• [Brief]
Exactly the lines from the start of the data below through the line containing "--- a/app/assets/javascripts/host_checkbox.js" must be returned, and no others.

● ● ● ● ●

PR #4338, opened 2017-02-26
Fixes #16043 - add 'select all hosts' option into hosts page

amirfefer:
`Select all items` checkbox in hosts page selects only the hosts within the page.  when the user wish to select all hosts for a bulk action, he has to select all hosts page after page.

multiple_selection1

multiple_selection

ezgif com-resize

### DIFF
--- a/app/assets/javascripts/host_checkbox.js
+++ b/app/assets/javascripts/host_checkbox.js
@@ -4,11 +4,17 @@ $.foremanSelectedHosts = readFromCookie();
 
 // triggered by a host checkbox change
 function hostChecked(box) {
+  var multiple_alert = $("#multiple-alert");
   var cid = parseInt(box.id.replace("host_ids_", ""));
   if (box.checked)
     addHostId(cid);
-  else
+  else{
     rmHostId(cid);
+    if (multiple_alert.length){
+      multiple_alert.hide('slow');
+      multiple_alert.data('multiple', false)
+    }
+  }
   $.cookie($.cookieName, JSON.stringify($.foremanSelectedHosts), { secure: location.protocol === 'https:' });
   toggle_actions();
   update_counter();
@@ -89,14 +95,41 @@ function cleanHostsSelection() {
   return false;
 }
 
+function multiple_selection() {
+  var total = $("#pagination").data("count");
+  var alert_text = Jed.sprintf(__("All <b> %d </b> hosts are selected. "), total);
+  var undo_text = __("Undo selection");
+  var multiple_alert = $("#multiple-alert");
+  multiple_alert.find(".text").html(alert_text + '<a href="#" onclick="undo_multiple_selection();">' + undo_text + '</a>');
+  multiple_alert.data('multiple', true)
+}
+
+function undo_multiple_selection() {
+  var pagination = pagination_metadata();
+  var alert_text = Jed.sprintf(__("All %s hosts on this page are selected. "), pagination.per_page);
+  var select_text = Jed.sprintf(__("Select all<b> %s </b> hosts"), pagination.total);
+  var multiple_alert = $("#multiple-alert");
+  multiple_alert.find(".text").html( alert_text + '<a href="#" onclick="multiple_selection();">' + select_text + '</a>');
+  multiple_alert.data('multiple', false)
+}
+
 function toggleCheck() {
+  var pagination = pagination_metadata();
+  var multiple_alert = $("#multiple-alert");
   var checked = $("#check_all").is(':checked');
   $('.host_select_boxes').each(function(index, box) {
     box.checked = checked;
     hostChecked(box);
   });
-  if(!checked)
+  if(checked && (pagination.per_page - pagination.total < 0) ) {
+    multiple_alert.show('slow');
+    multiple_alert.data('multiple', true);
+  }
+  else if (!checked) {
+    multiple_alert.hide('slow');
+    multiple_alert.data('multiple', false);
     cleanHostsSelection();
+  }
   return false;
 }
 
@@ -118,20 +151,33 @@ $(function() {
 function submit_modal_form() {
   if (!$('#keep_selected').is(':checked'))
     removeForemanHostsCookie();
+  if ($("#multiple-alert").data('multiple')){
+    var query = $("<input>")
+            .attr("type", "hidden")
+            .attr("name", "search").val($("#search").val());
+    $("#confirmation-modal form").append(query);
+  }
   $("#confirmation-modal form").submit();
   $('#confirmation-modal').modal('hide');
 }
 
 function build_modal(element, url) {
+  var is_multiple = $("#multiple-alert");
+  if (is_multiple.data('multiple'))
+    var data = {search: $("#search").val()};
+  else
+    var data = {host_ids: $.foremanSelectedHosts};
   var title = $(element).attr('data-dialog-title');
   $('#confirmation-modal .modal-header h4').text(title);
   $('#confirmation-modal .modal-body').empty()
     .append("<div class='modal-spinner spinner spinner-lg'></div>");
   $('#confirmation-modal').modal();
-  $("#confirmation-modal .modal-body").load(url + " #content",{host_ids: $.foremanSelectedHosts},
+  $("#confirmation-modal .modal-body").load(url + " #content", data,
       function(response, status, xhr) {
         $("#loading").hide();
         $('#submit_multiple').val('');
+        if (is_multiple.data('multiple'))
+          $("#multiple-modal-alert").show();
         var b = $("#confirmation-modal .btn-primary");
         if ($(response).find('#content form select').length > 0)
           b.addClass("disabled").attr("disabled", true);
@@ -146,12 +192,17 @@ function build_redirect(url) {
   window.location.replace(url);
 }
 
+function pagination_metadata() {
+  var pagination = $("#pagination");
+  var total = pagination.data("count");
+  var per_page = pagination.data("per-page");
+  return { total: total, per_page: per_page }
+}
+
 function update_counter() {
   var item = $("#check_all");
-  if ($.foremanSelectedHosts) {
+  if ($.foremanSelectedHosts)
     $(".select_count").text($.foremanSelectedHosts.length);
-    item.attr("checked", $.foremanSelectedHosts.length > 0 );
-  }
   var title = "";
   if (item.attr("checked"))
     title = $.foremanSelectedHosts.length + " - " + item.attr("uncheck-title");
--- a/app/controllers/hosts_controller.rb
+++ b/app/controllers/hosts_controller.rb
@@ -41,6 +41,7 @@ class HostsController < ApplicationController
   before_action :validate_power_action, :only => :update_multiple_power_state
 
   helper :hosts, :reports, :interfaces
+  helper_method :multiple_with_filter?
 
   def index(title = nil)
     begin
@@ -751,6 +752,10 @@ class HostsController < ApplicationController
     @host
   end
 
+  def multiple_with_filter?
+    params.key?(:search)
+  end
+
   def load_vars_for_ajax
     return unless @host
 
@@ -764,10 +769,11 @@ class HostsController < ApplicationController
 
   def find_multiple
   # Lets search by name or id and make sure one of them exists first
-    if params[:host_names].present? || params[:host_ids].present?
-      @hosts = resource_base.where("hosts.id IN (?) or hosts.name IN (?)", params[:host_ids], params[:host_names])
+    if params.key?(:host_names) || params.key?(:host_ids) || multiple_with_filter?
+      @hosts = resource_base.search_for(params[:search]) if multiple_with_filter?
+      @hosts ||= resource_base.where("hosts.id IN (?) or hosts.name IN (?)", params[:host_ids], params[:host_names])
       if @hosts.empty?
-        error _('No hosts were found with that id or name')
+        error _('No hosts were found with that id, name or query filter')
         redirect_to(hosts_path)
         return false
       end
--- a/app/helpers/hosts_and_hostgroups_helper.rb
+++ b/app/helpers/hosts_and_hostgroups_helper.rb
@@ -42,4 +42,11 @@ module HostsAndHostgroupsHelper
                 { :help_inline   => :indicator }
             ).html_safe
   end
+
+  def multiple_filter(hosts)
+    return unless multiple_with_filter?
+    no_filter   = _("Reminder: <strong> All #{hosts.size} hosts are selected </strong>").html_safe
+    with_filter = _("Reminder: <strong> All #{hosts.size} hosts are selected </strong> for query filter #{h(params[:search])}").html_safe
+    params[:search].blank? ? no_filter : with_filter
+  end
 end
--- a/app/helpers/layout_helper.rb
+++ b/app/helpers/layout_helper.rb
@@ -81,7 +81,8 @@ module LayoutHelper
   end
 
   def will_paginate_with_info(collection = nil, options = {})
-    content_tag(:div, :id => "pagination", :class => "row") do
+    content_tag(:div, :id => "pagination", :class => "row",
+                :data => ({'count' => collection.total_entries, 'per-page' => per_page(collection)})) do
       page_entries_info(collection, options) +
         will_paginate(collection, options)
     end
@@ -186,6 +187,10 @@ module LayoutHelper
 
   def render_if_partial_exists(path, f)
     render path, :f => f if lookup_context.exists?(path, [], true)
+  end
+
+  def per_page(collection)
+    [Setting[:entries_per_page], collection.total_entries].min
   end
 
   private
--- a/app/views/hosts/_selected_hosts.html.erb
+++ b/app/views/hosts/_selected_hosts.html.erb
@@ -1,6 +1,9 @@
 <div class="row">
-  <table class="<%= table_css_classes %>">
-    <thead>
+  <%= alert(:class => 'alert-info hide', :id => 'multiple-modal-alert', :close => true, :header => '',
+            :text => multiple_filter(hosts)) %>
+  <% unless multiple_with_filter? %>
+    <table class="<%= table_css_classes %>">
+      <thead>
       <tr>
         <th>
           <%= _("Name") %>
@@ -14,8 +17,8 @@
         <%= raw("<th>" + _("Location") + "</th>") if SETTINGS[:locations_enabled]%>
         <%= raw("<th>" + _("Organization") + "</th>") if SETTINGS[:organizations_enabled]%>
       </tr>
-    </thead>
-    <tbody>
+      </thead>
+      <tbody>
       <% associations = [:hostgroup, :environment] %>
       <% associations << :organization if SETTINGS[:organizations_enabled]  %>
       <% associations << :location     if SETTINGS[:locations_enabled]  %>
@@ -33,8 +36,9 @@
           <% end %>
         </tr>
       <% end %>
-    </tbody>
-  </table>
+      </tbody>
+    </table>
   <%= check_box_tag "keep_selected", "", false, :title => _("Keep selected hosts for a future action") %>
   <%= _('Keep selected hosts for a future action') %><br/><br/>
+  <% end %>
 </div>
--- a/app/views/hosts/index.html.erb
+++ b/app/views/hosts/index.html.erb
@@ -1,2 +1,5 @@
 <% title_actions multiple_actions_select, csv_link, button_group(new_link(_("Create Host"))) %>
+<%= alert(:class => 'alert-info hide', :id => 'multiple-alert', :close => false, :header => '',
+          :text => _("All #{per_page(@hosts)} hosts on this page are selected. ").html_safe +
+                   link_to_function((_("Select all <b> #{@hosts.total_entries.to_s} </b> hosts")).html_safe, "multiple_selection()")) %>
 <%= render 'list', :hosts => @hosts, :header => @title || _("Hosts")  %>
--- a/test/controllers/hosts_controller_test.rb
+++ b/test/controllers/hosts_controller_test.rb
@@ -374,7 +374,7 @@ class HostsControllerTest < ActionController::TestCase
     post :update_multiple_hostgroup, {:host_ids => [-1], :host_names => ["no.such.host"]}, set_session_user
 
     assert_redirected_to hosts_url
-    assert_equal "No hosts were found with that id or name", flash[:error]
+    assert_equal "No hosts were found with that id, name or query filter", flash[:error]
   end
 
   test 'multiple hostgroup change by host ids' do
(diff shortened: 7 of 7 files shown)


app/views/hosts/_selected_hosts.html.erb
```diff
@@ -1,4 +1,6 @@
 <div class="row">
+  <%= alert(:class => 'alert-info hide', :close => true, :header => '',
```
ohadlevy: maybe this should be warning? @rohoover ?

Rohoover: @ohadlevy For which part? The selection of all items or that all items are changing owners?

ohadlevy: I'm looking for a way to say that you are seeing only the first 20 but you actually selected all of them, so if you take an action against them its the entire list not just he one you see (same workflow if you select all of your emails on gmail).

app/helpers/layout_helper.rb
```diff
@@ -81,7 +81,7 @@ def page_entries_info(collection, options = {})
   end
 
   def will_paginate_with_info(collection = nil, options = {})
-    content_tag(:div, :id => "pagination", :class => "row") do
+    content_tag(:div, :id => "pagination", :class => "row", 'data-meta-count' => collection.count) do
```
tbrisker: Use `collection.total_entries` which caches to total count

app/controllers/hosts_controller.rb
```diff
@@ -750,8 +750,9 @@ def load_vars_for_ajax
 
   def find_multiple
   # Lets search by name or id and make sure one of them exists first
-    if params[:host_names].present? || params[:host_ids].present?
-      @hosts = resource_base.where("hosts.id IN (?) or hosts.name IN (?)", params[:host_ids], params[:host_names])
+    if params[:host_names].present? || params[:host_ids].present? || params.key?(:search)
```
tbrisker: mind turning all of these to `.key?`?

app/assets/javascripts/host_checkbox.js.erb
```diff
@@ -115,12 +146,26 @@ $(function() {
...
+  }
+
   $("#confirmation-modal form").submit();
   $('#confirmation-modal').modal('hide');
 }
 
 function build_modal(element, url) {
-  var url = url + "?" + $.param({host_ids: $.foremanSelectedHosts});
+  if ($("#multiple-chosen").data('multiple')) {
+    var query = $("<input>")
```
tbrisker: why do you need to create an input here if the value is encoded directly to the query?

app/assets/javascripts/host_checkbox.js.erb
```diff
@@ -115,12 +146,26 @@ $(function() {
 function submit_modal_form() {
   if (!$('#keep_selected').is(':checked'))
     removeForemanHostsCookie();
+  if ($("#multiple-chosen").data('multiple')){
+    var query = $("<input>")
+            .attr("type", "hidden")
+            .attr("name", "search").val($("#search").val());
+    $("#confirmation-modal form").append($(query));
```
tbrisker: no need to wrap `query` here, it is already a jquery object

app/assets/javascripts/host_checkbox.js.erb
```diff
@@ -7,8 +7,13 @@ function hostChecked(box) {
   var cid = parseInt(box.id.replace("host_ids_", ""));
   if (box.checked)
     addHostId(cid);
-  else
+  else{
     rmHostId(cid);
+    if ($(".alert").length){
```
tbrisker: might this be a different alert?

tbrisker (changes requested):
Added a few comments inline. Seeing the amount of changes to host_checkbox.js.erb, I wonder if it makes sense to just rewrite it in ES6? afaict the only reason for it to be an .erb is for the path to the spinner, which I think can be done with just a class anyways.

app/views/hosts/_selected_hosts.html.erb
Rohoover: @ohadlevy 

I actually like the way it's address in the gif. I don't think it should be a warning as nothing "wrong" happened.

amirfefer:
thanks @tbrisker for your review, I've followed your comments.

ohadlevy:
@tbrisker I would favor to move this to ES6 in a separate commit, as that most likely will invlove the entire file vs just this particular feature?

also the js.erb file has been fixed in #4349

tbrisker:
In general this works well, however there is an issue when selecting a very large amount of hosts - loading the modal with the host list can take several minutes as it isn't paginated. 
The table in the modal should be paginated or only display the matching search when "select all" is chosen. Also it seems to join tables that aren't needed for the fields it displays and can be removed to speed it up.

amirfefer:
@Rohoover: What do you think is more suitable for the modal dialog alert?

**Info alert:**
info_alert
**Warning alert:**
warning_alert

@tbrisker: Thanks, I think it better to display just the alert with hosts quantity and filter query, as you can see at the screenshots above. I've fixed the join issue.

Rohoover:
Use the grey box if the action isn't particular serious.

If it has strong consequences use the warning (orange) box.

Remove the chevrons in both. It would be nice to have (but not required) if the messaging would read" Reminder: **All 10 hosts are selected** for query filter architecture=..." because the important part is not what query they searched but that they have them all selected.

amirfefer:
@Rohoover Thanks :+1: . I've kept the grey box, and changed the bold string. otherwise the user would think he made something wrong.   The chevron mark notes that the string is translatable.

app/views/hosts/_selected_hosts.html.erb
```diff
@@ -1,6 +1,9 @@
 <div class="row">
-  <table class="<%= table_css_classes %>">
-    <thead>
+  <%= alert(:class => 'alert-info hide', :id => 'multiple-modal-alert', :close => true, :header => '',
+            :text => _("Reminder: <strong> All #{hosts.count.to_s} hosts are selected </strong> for query filter #{multiple_filter}").html_safe) %>
```
tbrisker: I think it makes sense to only show the "for query filter..." part if there is a filter, otherwise it looks odd:
image

app/helpers/layout_helper.rb
```diff
@@ -81,7 +81,7 @@ def page_entries_info(collection, options = {})
   end
 
   def will_paginate_with_info(collection = nil, options = {})
-    content_tag(:div, :id => "pagination", :class => "row") do
+    content_tag(:div, :id => "pagination", :class => "row", 'data-meta-count' => collection.total_entries) do
```
tbrisker: We also have a meta tag on the host list for number per page, it makes sense to me to use the same here as well using a `<meta name="totalResults" content="#{collection.total_entries}"/>` tag.

app/views/hosts/index.html.erb
```diff
@@ -1,2 +1,4 @@
 <% title_actions multiple_actions_select, button_group(new_link(_("Create Host"))) %>
+<%= alert(:class => 'alert-info hide', :id => 'multiple-alert', :close => false, :header => '',
+          :text => _("All #{Setting[:entries_per_page]} hosts on this page are selected. ").html_safe + link_to_function((_("Select all <b> #{@hosts.count.to_s} </b> hosts")).html_safe, "multiple_selection()")) %>
```
tbrisker: This should also use the cached `@hosts.total_entries` instead of `@hosts.count`.

app/views/hosts/_selected_hosts.html.erb
tbrisker: The filter should also be escaped to prevent XSS :
image

app/views/hosts/_selected_hosts.html.erb
```diff
@@ -33,8 +36,9 @@
...
         </tr>
       <% end %>
-    </tbody>
-  </table>
-  <%= check_box_tag "keep_selected", "", false, :title => _("Keep selected hosts for a future action") %>
-  <%= _('Keep selected hosts for a future action') %><br/><br/>
+      </tbody>
+    </table>
+    <%= check_box_tag "keep_selected", "", false, :title => _("Keep selected hosts for a future action") %>
+    <%= _('Keep selected hosts for a future action') %><br/><br/>
```
tbrisker: shouldn't this be possible also when selecting all? (i.e. outside the if block)

app/controllers/hosts_controller.rb
```diff
@@ -750,8 +761,9 @@ def load_vars_for_ajax
 
   def find_multiple
   # Lets search by name or id and make sure one of them exists first
-    if params[:host_names].present? || params[:host_ids].present?
-      @hosts = resource_base.where("hosts.id IN (?) or hosts.name IN (?)", params[:host_ids], params[:host_names])
+    if params.key?(:host_names) || params.key?(:host_ids) || multiple_with_filter?
```
tbrisker, line 772: I wonder - do we actually ever call this method with a `host_names` parameter?

app/controllers/hosts_controller.rb
```diff
@@ -737,6 +738,16 @@ def find_resource
...
 
+  def multiple_with_filter?
+    params.key?(:search)
+  end
+
+  def multiple_filter
+    if multiple_with_filter?
+      params[:search].blank? ? _("Empty") : params[:search]
+    end
+  end
```
tbrisker: I think this should go in the helper instead of the controller.

test/controllers/hosts_controller_test.rb
```diff
@@ -500,6 +500,28 @@ def setup_multiple_compute_resource
...
+  test "find multiple hosts by filter query" do
+    setup_user_and_host "edit"
+    post :update_multiple_owner, { :search => "",
+      :owner => { :id => users(:one).id_and_type}},
+      set_session_user.merge(:user => users(:admin).id)
+    as_admin do
+      assert_equal users(:one).id_and_type, @host1.reload.is_owned_by
+      assert_equal users(:one).id_and_type, @host2.reload.is_owned_by
+    end
+  end
```
tbrisker, line 512: Please add a test that has an actual search query and make sure only the matching hosts are selected.

app/assets/javascripts/host_checkbox.js
```diff
@@ -86,14 +91,40 @@ function cleanHostsSelection() {
...
+  var undo_text = __("Undo selection");
+  $(".text").html('<span id="multiple-chosen">' + alert_text + '<a href="#" onclick="undo_multiple_selection();">' + undo_text + '</a></span>');
+  $("#multiple-chosen").data('multiple', true)
+}
+
+function undo_multiple_selection(){
+  var count = $("#pagination").data("meta-count");
+  var per_page = $("meta[name='itemsPerPage']").attr("content");
+  var alert_text = Jed.sprintf(__("All %s hosts on this page are selected. "), per_page);
+  var select_text = Jed.sprintf(__("Select all") + "<b> %s </b>" + __("hosts"), count);
```
tbrisker: This won't translate correctly in all languages as the strings `Select all` and `hosts` will be translated separately and not as one sentence. Also above on line 96.

tbrisker (changes requested):
Getting there, a few mostly minor inline comments.

test/controllers/hosts_controller_test.rb
amirfefer: I've added two additional tests

app/controllers/hosts_controller.rb
amirfefer: I haven't found anything using `host names` in params...

app/controllers/hosts_controller.rb
amirfefer: `host_helper` is too large, hence I've extract this logic into `hosts_and_hostgroup_helper`

app/helpers/layout_helper.rb
amirfefer: I've added this particularly  to pagination div, so the total collection size would be collectable from any pagination page.

As you can see at the following screenshot, the total size is visable though hardly collectable. 
total
 The meta name `per page` exists only in hosts page.

app/views/hosts/_selected_hosts.html.erb
amirfefer: I've thought at the beginning that it useless due to cookie implementation , but I've managed not to expand this cookie :smile:

amirfefer:
@tbrisker I've fixed most of your inline comments, I've left some inline comments.

app/helpers/hosts_and_hostgroups_helper.rb
```diff
@@ -42,4 +42,12 @@ def realm_field(f, can_override = false, override = false)
                 { :help_inline   => :indicator }
             ).html_safe
   end
+
+  def multiple_filter(hosts)
+    if multiple_with_filter?
+      no_filter   = _("Reminder: <strong> All #{hosts.size} hosts are selected </strong>").html_safe
+      with_filter = _("Reminder: <strong> All #{hosts.size} hosts are selected </strong> for query filter").html_safe + h(params[:search])
```
amirfefer: In the helper file, I've couldn't use `total_entries` (no method exception),  instead I've used `size`.

app/helpers/layout_helper.rb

● ● ● ● ●

• [Solution to this exercise]
PR #4338, opened 2017-02-26
Fixes #16043 - add 'select all hosts' option into hosts page

amirfefer:
`Select all items` checkbox in hosts page selects only the hosts within the page.  when the user wish to select all hosts for a bulk action, he has to select all hosts page after page.

multiple_selection1

multiple_selection

ezgif com-resize

### DIFF
--- a/app/assets/javascripts/host_checkbox.js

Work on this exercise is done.